Иван Григорьевич Падерин
НА ГЛАВНОМ НАПРАВЛЕНИИ
Повести и очерки
40-летию Победы советского народа в Великой Отечественной войне
ПОСВЯЩАЕТСЯ
ИЩИТЕ ЕГО НА ФРОНТЕ
В сказочно красивом уголке приокской земли, среди хрустальных озер, окруженных сосновыми лесами, расположился военный госпиталь. Звенящий от настоя хвои воздух настолько чист, свеж, что выздоравливающие здесь фронтовики порой забывали про войну, про гарь и чад порохового дыма. Да и сами врачи госпиталя делали все для того, чтобы больные реже вспоминали о своих ранах.
Людей надо лечить не, только уколами и аптечными снадобьями, но и вот так просто — отвлекся человек от тревожных, дум, значит, дело пошло на поправку, скорее вернется в строй.
И ничего страшного нет, рассуждал про себя начальник госпиталя Александр Александрович Сосновский, если некоторые больные самовольно уходят, как они говорят, на озеро побаловаться с удочкой или «случайно» попадают на танцевальную площадку и возвращаются оттуда после отбоя.

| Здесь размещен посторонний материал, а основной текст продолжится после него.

Issue #1850, opened 2022-06-22
Make a daily workflow to check that every link isn't broken


ValarDragon:
## Background

A common problem is that links to other sites in the code / documentation break. We should have a daily CI action that can scan every markdown file, and report on breaking links in a github issue / slack bot

## Acceptance Criteria

- Automated reporting of link breakage {exists}

MasterPi-2124:
that's a coincidence that I was also working on this a few minutes ago. I created a workflow in notional fork and here is the run: https://github.com/notional-labs/osmosis/actions/runs/4498700168/jobs/7915641640

PR #2893, opened 2022-09-29
fix joining mainnet link in readme

Nostradamus411:
The link for join mainnet was directing to a no longer found page, updated with current docs location.


mattverse (approved):

ValarDragon:
Thank you!

cref #1850 for fixing this general problem

PR #2896, opened 2022-09-29
stableswap: Add multi-asset support threading, via scaled reserve API change

ValarDragon:

All of the stableswap functions assumed 2 asset pools still for getting the scaled reserves. This PR fixes this, by making methods to get all scaled reserves at once, but reordering the first and second field as needed.

We may want to change the result type from DecCoin to BigDec in a second pass though

## Testing and Verifying

This change is already covered by existing tests, `TestScaledSortedPoolReserves`.

Added tests for multi-asset pools


AlpinYukseloglu (approved):
LGTM!

Issue #2902, opened 2022-09-29
[x/gamm][stableswap]: Create scaling/descaling functions for token inputs/outputs


AlpinYukseloglu:
## Background

We currently have functions to scale/descale pool reserves, but not ones to scale/descale inputs. This leads to odd behavior where unscaled inputs are passed into scaled pool reserves. 

## Suggested Design

- Apply same logic used in pool reserve scaling but modified to accommodate specific token inputs and outputs (notes/ideas: return slice with length of input []DecCoin, loop through pool liquidity and add scaled output to return slice if denom exists in input array)

## Acceptance Criteria

- All existing and new tests pass

PR #2904, opened 2022-09-29
[x/gamm][stableswap]: Create scaling/descaling functions for token inputs/outputs

AlpinYukseloglu:
Closes: #2902

This PR adds a scaling function for token inputs. Depending on what level we want to handle rounding at (at the scaling function level vs. at the `SwapExactAmountIn` level), we can either use this function for outputs as well or create a second one that handles outputs with different rounding.

I personally think having one function with rounding handled at a higher level of abstraction is cleaner because it has less repeat code, but I can see the security argument for having multiple scaling functions that round differently for each specific use (cc: @ValarDragon)

## Brief Changelog

- Add `scaledInput` function and tests

## Testing and Verifying

- The function added in this PR is tested in `pool_test.go` under `TestScaledInput`


AlpinYukseloglu:
Switched to draft to add descaling as well

x/gamm/pool-models/stableswap/pool.go
```diff
@@ -132,6 +133,23 @@ func (p Pool) scaledPoolReserves() ([]sdk.DecCoin, error) {
 	return scaledReserves, nil
 }
 
+// scaledInput returns scaled input tokens for usage in AMM equations
+func (p Pool) scaledInput(input sdk.Coins) ([]sdk.DecCoin, error) {
```
ValarDragon, line 137:
```suggestion
func (p Pool) scaledInput(input sdk.Coin) (sdk.DecCoin, error) {
```

ValarDragon (approved):

ValarDragon:
Should change division to method in #2908 once thats merged

x/gamm/pool-models/stableswap/pool.go
AlpinYukseloglu: I originally had this as `sdk.Coins` to be able to accommodate inputs for all-asset joins as well – will leave it as `sdk.Coin` for now as it's simpler and aligned with the descaling function (which deals with 1 asset) and handle all asset joins at a higher level of abstraction

x/gamm/pool-models/stableswap/pool.go
```diff
@@ -104,6 +105,22 @@ func (p Pool) NumAssets() int {
 	return len(p.PoolLiquidity)
 }
 
+// scaledInput returns scaled input tokens for usage in AMM equations
+func (p Pool) scaledInput(input sdk.Coin, roundingDirection osmomath.RoundingDirection) (sdk.DecCoin, error) {
```
ValarDragon, line 109:
```suggestion
func (p Pool) scaleInputAmount(input sdk.Coin, roundingDirection osmomath.RoundingDirection) (osmomath.BigDec, error) {
```

x/gamm/pool-models/stableswap/pool.go
```diff
@@ -104,6 +105,22 @@ func (p Pool) NumAssets() int {
...
+	scaledAmount, err := osmomath.DivIntByU64ToBigDec(input.Amount, scalingFactor, roundingDirection)
+	if err != nil {
+		return sdk.DecCoin{}, err
+	}
+	scaledInput := sdk.NewDecCoinFromDec(
+		input.Denom,
+		scaledAmount.SDKDec())
+
+	// TODO: correctly handle rounding
+	return scaledInput, nil
```
ValarDragon, line 121:
```suggestion
	if err != nil {
		return osmomath.BigDec{}, err
	}
	return scaledAmount, nil
```

PR #2912, opened 2022-09-30
Stableswap: swap, scale rounding & swapfee alignment w/ spec

ValarDragon:

- Adds spec for swap methods
- Aligns swap code's scale rounding calls, and swap fee to be in line with spec

## Testing and Verifying

This code remains untested


AlpinYukseloglu (approved):
LGTM! I added tests + a few other major changes as a PR to this branch (to not block this one and because it ended up leading to some other broader changes)

Issue #2487, opened 2022-08-22
ApplyFuncIfNoErr: catch out of gas panics, write gas amount anyway


ValarDragon:
## Background

Right now if a tx out of gas panics during an ApplyFuncIfNoErr block, we log a spooky looking message, and don't correctly write the out of gas up, to ensure the tx gets fully reverted. In concrete instantiations today, due to superfluid, we are safe. But this should be addressed to make the API more generally safe, and to remove the ominous logs.

## Suggested Design

https://github.com/osmosis-labs/osmosis/blob/main/osmoutils/cache_ctx.go#L16-L34

- [ ] Find a reliable way to detect if a panic is an out of gas (we may need to edit SDK fork ante handler, or fork our own gas handler -- tbh SDK out of gas handling is pretty insane)
- [ ] If out of gas, panic catch, then out of gas panic again. Write a test that this gets caught as a normal out of gas panic would get caught in a tx

08d2:
It's insane that running out of gas triggers a panic instead of returning an error. Does that happen in the SDK? Is it infeasible to fix it there?

ValarDragon:
Yeah it happens in the SDK. In general the SDK's guarantees around gas are pretty scant, so its a huge pain to fix things like this. The decision is also fairly complex, because the SDK framework only has the opportunity at the end of a message exec to cleanly alter execution flow, without a panic to abort the flow. (This is unlike with a VM interpreter, where you can just halt at the next instruction. The base 'instruction' unit of the SDK is poorly documented, but is the sdk.Msg)

I don't want to derail this issue too much with the SDK's design to panic for gas control flow. I am also in favor of fixing it, its just not the easiest.

PR #2915, opened 2022-09-30
Remove logging in out of gas panic recovery behavior

ValarDragon:
Closes: #2487 

In an apply func if no err block, if theres an out of gas panic, we currently abort the concerning code block and the gas change. 

This PR changes it to be such that if were in such a situation, we still commit the gas amount. (And give better log messages)

So during tx flow, we should re-panic and get old behavior.
In Begin/EndBlock, nothing should really happen, since were just adding the diff in consumption which should not overflow.

## Brief Changelog

- Fix ApplyFuncIfNoErr edge cases with gas limit (no current safety issue due to atomic reversion just cleans up edge case)

## Testing and Verifying

This requires tests to be written

  - How is the feature or change documented? Code comments


ValarDragon:
Wait what, why did this get closed, this was a great PR :(

ValarDragon:
On further investigation, the cache ctx and base ctx (very confusingly) share the same gas meter. I feel like thats an SDK bug (or at least undocumented behavior), but given that reverting the actual consumption logic, and its purely a matter of cosmetically improving logs then.

ValarDragon:
Closing this, since last two commits change implementation / invalidate original PR goal. making as a new PR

Жизнь есть жизнь…
Однако в час приезда сюда начальника отдела кадров округа случилось непредвиденное: из офицерской палаты исчез некто Сергеев. И Александр Александрович, которого в тыловом округе знали как опытного организатора госпитального дела, готов был проклинать себя и трижды отказаться от либерализма.
Дело в том, что с начальником отдела кадров приехали направленны разных фронтов. Они будут распределять: кого в действующую армию, кого в резерв. И вот именно в этот день исчез офицер. Весь персонал госпиталя поднят на ноги. Бегают, ищут по кустам и закоулкам, а если не найдут, то придется самому писать рапорт с просьбой направить на фронт…
Да, судя по всему, беглец сумел заранее пронюхать — зачем, с какой целью приехали сюда товарищи из кадров. Хотя он мог еще рассчитывать на продолжение лечения и ему могли отсрочить выезд на фронт минимум на две-три недели, но он, вероятно, решил вообще продлить свое пребывание в тылу до конца войны.
— Товарищ начальник, он оставил только одну тетрадь, — доложила дежурная сестра офицерской палаты.
Слово «оставил» окончательно разрушило надежды Александра Александровича на благополучный исход поисков беглеца, и он растерянно спросил:
— Только тетрадь?
— Только одну тетрадь, — подтвердила сестра.
— Оставил или забыл?
— Может, и забыл. Она лежала под матрацем, в изголовье.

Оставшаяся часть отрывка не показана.